Over the years, Monsanto and big agribusiness have wised up to the mores of war profiteering. Vietnam taught them that they could get away with producing lethal chemicals, leaving them with only a small dent in their pockets and a somewhat larger scar on their reputations. Bringing local farmers from war zones into the agribusiness system of production and consumption, however, is good for business and, with the exception of ranting leftists, good for reputations. This is what, in the language of neoliberalism, we call a win-win situation.

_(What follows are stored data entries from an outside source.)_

PR #2795, opened 2021-09-20
test(validation): add infer schema mailto test

ricokahler:
### Description

There was an open question around some of the mailto behavior so here is a quick test to describe and preserve that behavior

### What to review

The test itself


ricokahler:
i think there's another bug actually 😅

PR #2797, opened 2021-09-21
fix(base): make sure the old `styles` properly for previews still work

sjelfull:
### Description

This adds back support for passing a `styles` prop to the `DefaultPreview` component. These styles isn't actually passed anywhere in the monorepo, but for someone using the component directly we still want to support it.

Note: Some styles values like `inner` doesn't make sense anymore since we removed the corresponding element.

### What to review

That the `DefaultPreview` component renders with the passed class names.

### Notes for release

n/a


mariuslundgard (approved):
LGTM!

PR #2802, opened 2021-09-23
Clean up hook dependencies and props

skogsmaskin:


skogsmaskin:
There is an issue with block extras not refreshing when toggling fullscreen.

mariuslundgard (approved):
Nice work! We should hold on merging this until we have gotten the `default-layout` and `desk-tool` release out, tho!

Thanks to the over-reaching of Monsanto and the big-agri corporations through the World Trade Organization and other neoliberal institutions of international trade over the last decade, however, the circle of critics continues to grow and strengthen. Indian activist and philosopher, Vandana Shiva, who has led the fight against agribusiness’ destruction of local farming and the environment in India and elsewhere for over two decades, has now become a regular in the mainstream international press. In January, she even appeared on CNN to discuss the plight of Indian farmers who are deeply and forcibly indebted to agribusiness, thousands of whom have committed suicide out of desperation.

Shiva effectively challenges the notion that the big agricultural companies are spreading peace and prosperity around the world. “Pesticides,” she says, are “the real weapons of mass destruction.” They simply moved from the war industry into agriculture. There is no reason to believe that the outcome in Afghanistan will be any better for small farmers there than in India. Unfortunately, for all of their suffering, these individuals and their families will not be seen as victims of war crimes or human rights abuses.

Until we figure out a way to implement international accountability into the military-industrial complex, it is unlikely that Monsanto will ever promise compensation, let alone actually pay, Afghan farmers for the destruction of their poppy crop or for the thousands of individual economic, ecological, and human tragedies that will likely ensue from big agribusiness’s war in Afghanistan.

Hannah Gurman is an Assistant Professor at NYU's Gallatin School. She teaches and researches widely on issues of U.S. foreign policy and American culture. Currently she's researching the return of counterinsurgency in the American military establishment.